Nuclear fission occurs when a large atomic nucleus is split by means of neutron bobardment into smaller nuclei.
Nuclear fission occurs when an atomic nucleus is split into smaller nuclei. Unlike Radioactive decay, which is spontaneous and not considered a nuclear reaction, nuclear fission must be initiated by neutrons.
With the exception of hydrogen –which only contains a proton in its nucleus – all the elements are less massive than the mass of their constituent parts. For example helium contains four nucleon, 2 protons and 2 neutrons, in its nucleus. If you had added the mass of the individual nucleons together they would have more mass than a helium nucleus. So where has the mass gone? The missing mass has become the energy required to hold the nucleus together (the strong nuclear force) and this energy is known as the binding energy.
The table above shows the amount of binding energy in each nucleon of each element. The higher binding energy per nucleon the more stable the nucleus of the element is and all elements want to be as stable as possible. As you can see from the table Iron is the most stable (has the most binding energy per nucleon) element and as such neither nuclear fusion nor fission is possible. As you can see from the table, all elements with less mass then iron will release energy through nuclear fusion as these element gain nuclear binding energy per nucleon as their mass increases. Elements with more mass than iron have less binding energy per nucleon and so they release energy from splitting into less massive elements through nuclear fission.

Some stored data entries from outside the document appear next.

PR #326, opened 2022-01-12
GSYE-108: Remove Storage loss per hour mechanism

fievelk:
The "loss per hour" mechanism is being deprecated, so this PR removes all validations involving it.

## Reference

- gridsingularity/gsy-e#1357


hannesdiedrich (approved):
LGTM

PR #327, opened 2022-01-24
GSYE-101: Add start_date to class constructor of ResultsHandler

faizan2590:


gsy_framework/sim_results/all_results.py
```diff
@@ -33,6 +36,9 @@ def __init__(self, should_export_plots: bool = False):
             'assets_info': SimulationAssetsInfo()
         }
         self._total_memory_utilization_kb = 0.0
+        self.start_date_time = (
```
Hassan754, line 39: Nit
```suggestion
        self.start_datetime = (
```

PR #334, opened 2022-03-04
Bug/gsye 214 Fix bug in CumulativeGridTrades

hannesdiedrich:
Actual bug fix is in 300e34f162d2ed487c5ccea462975e5ccc5d303a
Also adapted to pylint warnings and had to disable two of them, which would have lead to global refactoring of the results accumulation which should be targeted in a separate story. Shall I create a ticket for this?


spyrostz (approved):
LGTM

fievelk (approved):

PR #335, opened 2022-03-10
Added ability to change the default Kafka URL in order to treat the d…

spyrostz:
…ocker compose cluster the same way as localhost and use the same settings.


spyrostz:
Closing the PR to deal with the issue in a more straightforward way

PR #336, opened 2022-03-11
Removed Kafka default url variable.

spyrostz:
Until now the decision whether to use extra Kafka parameters (e.g. authentication) depended on the URL of the Kafka server, if it was equal to "localhost:9092" then extra Kafka parameters were not set. This did not work well with docker-compose, because we want to circumvent authentication, but at the same time Kafka is not running on localhost but on a separate container, thus having a different hostname.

It is possible to produce energy through the process of nuclear fission. This energy production is utilised in nuclear bombs and nuclear power stations. Nuclear power stations generally strike a nucleus of Uranium or plutonium using neutrons with the aim of causing the nucleus to split. Sometimes in neutron bombardment the neutron will actually combine making the uranium unstable which causes the nucleus to split but normally it is the force of the neutron that causes the fission to occur.
In nuclear reactors stable uranium or plutonium is bombarded with neutrons to induce nuclear fission. Striking a stable uranium atom with a free neutron can change the uranium into an unstable isotope of uranium. This unstable uranium will then split through radioactive decay producing two smaller atoms such as Krypton and Barium, energy (about 210 MeV) and even more neutrons. These neutrons are propelled out and will collide with another uranium nucleus causing a chain reaction. Each time energy is released, and it is quite possible for the chain reaction to get out of control if left to its own devices. To control the output and prevent too much energy release a neutron absorbing element is introduced. In reactors control rods are introduced which are made of boron or cadmium and absorb many of the free neutrons. The perfect ratio is that one of the free neutrons released hits another nucleus and this is said to be at critical state. If too few free neutrons are hitting the uranium 235 neutron, and instead being absorbed by either the uranium-238 or reactor casing etc, then the reaction is said to be sub critical. If more than one free neutron per fission strike a uranium-235 atom, and the chain reaction grows, the reaction is said to be supercritical and the rods can be lowered until criticality is reached once more.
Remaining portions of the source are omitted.